WHAT THE TASK REQUIRES: Write out all the data again, exactly as it stands.

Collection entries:

PR #15409, opened 2022-07-19
Add new custom gems 

GuiLeme:
### What does this PR do?

This PR makes it possible to add new custom gems to the recording and post scripts.

### Motivation

As discussed, some users need to use other dependencies not previously installed, such as rest-client for the `post_event` scripts.

### More

In order to use/test this feature: 
 - Create a folder `/etc/bigbluebutton/recording` (all overridings will be there);
 - Create a GemsToAdd file and insert your custom dependencies such as if it was in common `Gemfile` (versions and all).
 - Make sure the new bbb-record script is placed correctly:
   - You can replace the old bbb-record to the new one in `/bin/bbb-record`;
 - Run the command `bbb-record --addcustomgems` to build those dependencies;

#### From now on, the scripts that follows are used to test the feature:

Place the following content in `/etc/bigbluebutton/recording` as `/etc/bigbluebutton/recording/GemsToAdd`

```bash
gem 'unicode-emoji', '~> 1.0', '>= 1.0.3'
gem 'rest-client'
```

The following ruby script must be placed in `/usr/local/bigbluebutton/core/scripts/post_events` as `sample_analytics_sender.rb`.

```ruby
#!/usr/bin/env ruby
# frozen_string_literal: true

require '../../core/lib/recordandplayback'
#require 'rubygems'
#require 'bundler/setup'
require 'optimist'
require 'yaml'
require 'fileutils'
require 'bbbevents'
require 'json'
require 'uri'
require 'logger'
require 'rest-client'
require 'redis'
require "unicode/emoji"

opts = Optimist.options do
  opt :meeting_id, 'Meeting id to archive', type: String
end

meeting_id = opts[:meeting_id]

logger = Logger.new("/var/log/bigbluebutton/sender-events-#{meeting_id}.log", 'daily')
BigBlueButton.logger = logger
BigBlueButton.logger.info("Publishing #{meeting_id} using multipart upload")
string = "String which contains all kinds of emoji:

- Singleton Emoji: 😴
- Textual singleton Emoji with Emoji variation: ▶️
- Emoji with skin tone modifier: 🛌🏽
- Sub-Region flag: 🏴󠁧󠁢󠁳󠁣󠁴󠁿
- Keycap sequence: 2️⃣
- Sequence using ZWJ (zero width joiner): 🤾🏽<200d>♀️

"
BigBlueButton.logger.info(string.scan(Unicode::Emoji::REGEX).inspect)
```
- Make sure that `defaultKeepEvents=true` is set in `/usr/share/bbb-web/WEB-INF/classes/bigbluebutton.properties`, if not, set it and reload bbb-web;
- Record anything;
- When finished, as the `post_event` script can tell us, there will be some logs in `/var/log/bigbluebutton/sender-events-<meeting-ID>.log`

### DIFF
--- a/bigbluebutton-config/bin/bbb-record
+++ b/bigbluebutton-config/bin/bbb-record
@@ -193,7 +193,6 @@ add_gems() {
       cat $FILE_TO_ADD_GEMS >> /usr/local/bigbluebutton/core/Gemfile
       pushd /usr/local/bigbluebutton/core
          bundle config unset --local deployment
-         # rm Gemfile.lock
          bundle install
          # Remove unneeded files to reduce package size
          bundle clean
@@ -232,6 +231,7 @@ usage() {
    echo "   --tointernal <external meetingId>  get the internal meeting ids for the given external meetingId"
    echo "   --toexternal <internal meetingId>  get the external meeting id for the given internal meetingId"
    echo "   --republish <internal meetingID>   republish the recording for meetingID. (Only for Matterhorn Integration)"
+   echo "   --addcustomgems                    rebuild and install new custom gems (if /etc/bigbluebutton/recording/GemsToAdd is set with the new gems)"
    #echo "   --rearchive [meetingId]            rearchive the recording (created before a restart)"
    echo
 }
--- a/bigbluebutton-config/bin/bbb-record
+++ b/bigbluebutton-config/bin/bbb-record
@@ -185,6 +185,26 @@ check_path_owner_group() {
    fi
 }
 
+add_gems() {
+   echo "Checking for adding gems file..."
+   FILENAME_OF_GEMS="GemsToAdd"
+   FILE_TO_ADD_GEMS="/etc/bigbluebutton/recording/$FILENAME_OF_GEMS"
+   if [ -f "$FILE_TO_ADD_GEMS" ]; then
+      cat $FILE_TO_ADD_GEMS >> /usr/local/bigbluebutton/core/Gemfile
+      pushd /usr/local/bigbluebutton/core
+         bundle config unset --local deployment
+         # rm Gemfile.lock
+         bundle install
+         # Remove unneeded files to reduce package size
+         bundle clean
+         bundle config set --local deployment true
+      popd
+      mv $FILE_TO_ADD_GEMS "$FILE_TO_ADD_GEMS-used"
+   else
+      echo "No file to add gems, please insert one first"
+   fi
+}
+
 usage() {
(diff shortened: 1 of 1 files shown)


kepstin (changes requested):
Some problems with this approach:

* Re-running the `bbb-record --addcustomgems` command a second time keeps appending to the existing file, which can cause conflicts if for example some tries to update a gem to a different version.
* What's the story for handling upgrades? In the case of an upgrade, the Gemfiles need to get re-merged and the additional gems reinstalled. We might have to add some handling for that in the package post-install scripts.

I think solving these problems will require keeping around a copy of the "Gemfile" as it was installed from packaging. I'm thinking that adding a diversion so the packaged Gemfile (and Gemfile.lock) get saved to files with different names, then having bbb-record generate the Gemfile by concatenating the package original one and drop-in file might be the best option?

kepstin:
One idea for handling upgrades - add a check to "bbb-conf --check" which looks for the renamed original Gemfile (e.g. `Gemfile.orig`) and checks if that `Gemfile.orig` file is newer than `Gemfile` - and if so, recommends re-running the `bbb-record --addcustomgems` tool to update the custom gems.

GuiLeme:
Hey @kepstin.
> Re-running the bbb-record --addcustomgems command a second time keeps appending to the existing file, which can cause conflicts if for example some tries to update a gem to a different version.

I just made a commit correcting this behavior, see if it fits the what is expected

> What's the story for handling upgrades? In the case of an upgrade, the Gemfiles need to get re-merged and the additional gems reinstalled. We might have to add some handling for that in the package post-install scripts.

About this concern, I haven't really thought about that, but in the commit I mentioned, I handled something similar to it, so, the idea is: When the user wants to add an already installed gem, the script will check if the gem requested has a higher Version, and install it, otherwise, it will just ignore. 

So as an example, we have:

Gemfile:
``` bash 
gem 'builder', '~> 3.2'
```

GemsToAdd:
``` bash 
gem 'builder', '~> 3.2.4'
```

In this case, the Gemfile will receive the `3.2.4` version and the script will run `bundle install`, and if there is a problem with the install (say the version doesn't really exist because the user mistook the numbers), it will just take the backup Gemfile and Gemfile.lock (which was made previously), redo the `bundle install`  to ensure all is running correctly, and it will notify the user what went wrong.

Other than that, I wasn't able to understand the strategy here:
> One idea for handling upgrades - add a check to "bbb-conf --check" which looks for the renamed original Gemfile (e.g. Gemfile.orig) and checks if that Gemfile.orig file is newer than Gemfile - and if so, recommends re-running the bbb-record --addcustomgems tool to update the custom gems.

So if you could elaborate on it I would really appreciate.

WRITTEN RESPONSE:
PR #15409, opened 2022-07-19
Add new custom gems 

GuiLeme:
### What does this PR do?

This PR makes it possible to add new custom gems to the recording and post scripts.

### Motivation

As discussed, some users need to use other dependencies not previously installed, such as rest-client for the `post_event` scripts.

### More

In order to use/test this feature: 
 - Create a folder `/etc/bigbluebutton/recording` (all overridings will be there);
 - Create a GemsToAdd file and insert your custom dependencies such as if it was in common `Gemfile` (versions and all).
 - Make sure the new bbb-record script is placed correctly:
   - You can replace the old bbb-record to the new one in `/bin/bbb-record`;
 - Run the command `bbb-record --addcustomgems` to build those dependencies;

#### From now on, the scripts that follows are used to test the feature:

Place the following content in `/etc/bigbluebutton/recording` as `/etc/bigbluebutton/recording/GemsToAdd`

```bash
gem 'unicode-emoji', '~> 1.0', '>= 1.0.3'
gem 'rest-client'
```

The following ruby script must be placed in `/usr/local/bigbluebutton/core/scripts/post_events` as `sample_analytics_sender.rb`.

```ruby
#!/usr/bin/env ruby
# frozen_string_literal: true

require '../../core/lib/recordandplayback'
#require 'rubygems'
#require 'bundler/setup'
require 'optimist'
require 'yaml'
require 'fileutils'
require 'bbbevents'
require 'json'
require 'uri'
require 'logger'
require 'rest-client'
require 'redis'
require "unicode/emoji"

opts = Optimist.options do
  opt :meeting_id, 'Meeting id to archive', type: String
end

meeting_id = opts[:meeting_id]

logger = Logger.new("/var/log/bigbluebutton/sender-events-#{meeting_id}.log", 'daily')
BigBlueButton.logger = logger
BigBlueButton.logger.info("Publishing #{meeting_id} using multipart upload")
string = "String which contains all kinds of emoji:

- Singleton Emoji: 😴
- Textual singleton Emoji with Emoji variation: ▶️
- Emoji with skin tone modifier: 🛌🏽
- Sub-Region flag: 🏴󠁧󠁢󠁳󠁣󠁴󠁿
- Keycap sequence: 2️⃣
- Sequence using ZWJ (zero width joiner): 🤾🏽<200d>♀️

"
BigBlueButton.logger.info(string.scan(Unicode::Emoji::REGEX).inspect)
```
- Make sure that `defaultKeepEvents=true` is set in `/usr/share/bbb-web/WEB-INF/classes/bigbluebutton.properties`, if not, set it and reload bbb-web;
- Record anything;
- When finished, as the `post_event` script can tell us, there will be some logs in `/var/log/bigbluebutton/sender-events-<meeting-ID>.log`

### DIFF
--- a/bigbluebutton-config/bin/bbb-record
+++ b/bigbluebutton-config/bin/bbb-record
@@ -193,7 +193,6 @@ add_gems() {
       cat $FILE_TO_ADD_GEMS >> /usr/local/bigbluebutton/core/Gemfile
       pushd /usr/local/bigbluebutton/core
          bundle config unset --local deployment
-         # rm Gemfile.lock
          bundle install
          # Remove unneeded files to reduce package size
          bundle clean
@@ -232,6 +231,7 @@ usage() {
    echo "   --tointernal <external meetingId>  get the internal meeting ids for the given external meetingId"
    echo "   --toexternal <internal meetingId>  get the external meeting id for the given internal meetingId"
    echo "   --republish <internal meetingID>   republish the recording for meetingID. (Only for Matterhorn Integration)"
+   echo "   --addcustomgems                    rebuild and install new custom gems (if /etc/bigbluebutton/recording/GemsToAdd is set with the new gems)"
    #echo "   --rearchive [meetingId]            rearchive the recording (created before a restart)"
    echo
 }
--- a/bigbluebutton-config/bin/bbb-record
+++ b/bigbluebutton-config/bin/bbb-record
@@ -185,6 +185,26 @@ check_path_owner_group() {
    fi
 }
 
+add_gems() {
+   echo "Checking for adding gems file..."
+   FILENAME_OF_GEMS="GemsToAdd"
+   FILE_TO_ADD_GEMS="/etc/bigbluebutton/recording/$FILENAME_OF_GEMS"
+   if [ -f "$FILE_TO_ADD_GEMS" ]; then
+      cat $FILE_TO_ADD_GEMS >> /usr/local/bigbluebutton/core/Gemfile
+      pushd /usr/local/bigbluebutton/core
+         bundle config unset --local deployment
+         # rm Gemfile.lock
+         bundle install
+         # Remove unneeded files to reduce package size
+         bundle clean
+         bundle config set --local deployment true
+      popd
+      mv $FILE_TO_ADD_GEMS "$FILE_TO_ADD_GEMS-used"
+   else
+      echo "No file to add gems, please insert one first"
+   fi
+}
+
 usage() {
(diff shortened: 1 of 1 files shown)


kepstin (changes requested):
Some problems with this approach:

* Re-running the `bbb-record --addcustomgems` command a second time keeps appending to the existing file, which can cause conflicts if for example some tries to update a gem to a different version.
* What's the story for handling upgrades? In the case of an upgrade, the Gemfiles need to get re-merged and the additional gems reinstalled. We might have to add some handling for that in the package post-install scripts.

I think solving these problems will require keeping around a copy of the "Gemfile" as it was installed from packaging. I'm thinking that adding a diversion so the packaged Gemfile (and Gemfile.lock) get saved to files with different names, then having bbb-record generate the Gemfile by concatenating the package original one and drop-in file might be the best option?

kepstin:
One idea for handling upgrades - add a check to "bbb-conf --check" which looks for the renamed original Gemfile (e.g. `Gemfile.orig`) and checks if that `Gemfile.orig` file is newer than `Gemfile` - and if so, recommends re-running the `bbb-record --addcustomgems` tool to update the custom gems.

GuiLeme:
Hey @kepstin.
> Re-running the bbb-record --addcustomgems command a second time keeps appending to the existing file, which can cause conflicts if for example some tries to update a gem to a different version.

I just made a commit correcting this behavior, see if it fits the what is expected

> What's the story for handling upgrades? In the case of an upgrade, the Gemfiles need to get re-merged and the additional gems reinstalled. We might have to add some handling for that in the package post-install scripts.

About this concern, I haven't really thought about that, but in the commit I mentioned, I handled something similar to it, so, the idea is: When the user wants to add an already installed gem, the script will check if the gem requested has a higher Version, and install it, otherwise, it will just ignore. 

So as an example, we have:

Gemfile:
``` bash 
gem 'builder', '~> 3.2'
```

GemsToAdd:
``` bash 
gem 'builder', '~> 3.2.4'
```

In this case, the Gemfile will receive the `3.2.4` version and the script will run `bundle install`, and if there is a problem with the install (say the version doesn't really exist because the user mistook the numbers), it will just take the backup Gemfile and Gemfile.lock (which was made previously), redo the `bundle install`  to ensure all is running correctly, and it will notify the user what went wrong.

Other than that, I wasn't able to understand the strategy here:
> One idea for handling upgrades - add a check to "bbb-conf --check" which looks for the renamed original Gemfile (e.g. Gemfile.orig) and checks if that Gemfile.orig file is newer than Gemfile - and if so, recommends re-running the bbb-record --addcustomgems tool to update the custom gems.

So if you could elaborate on it I would really appreciate.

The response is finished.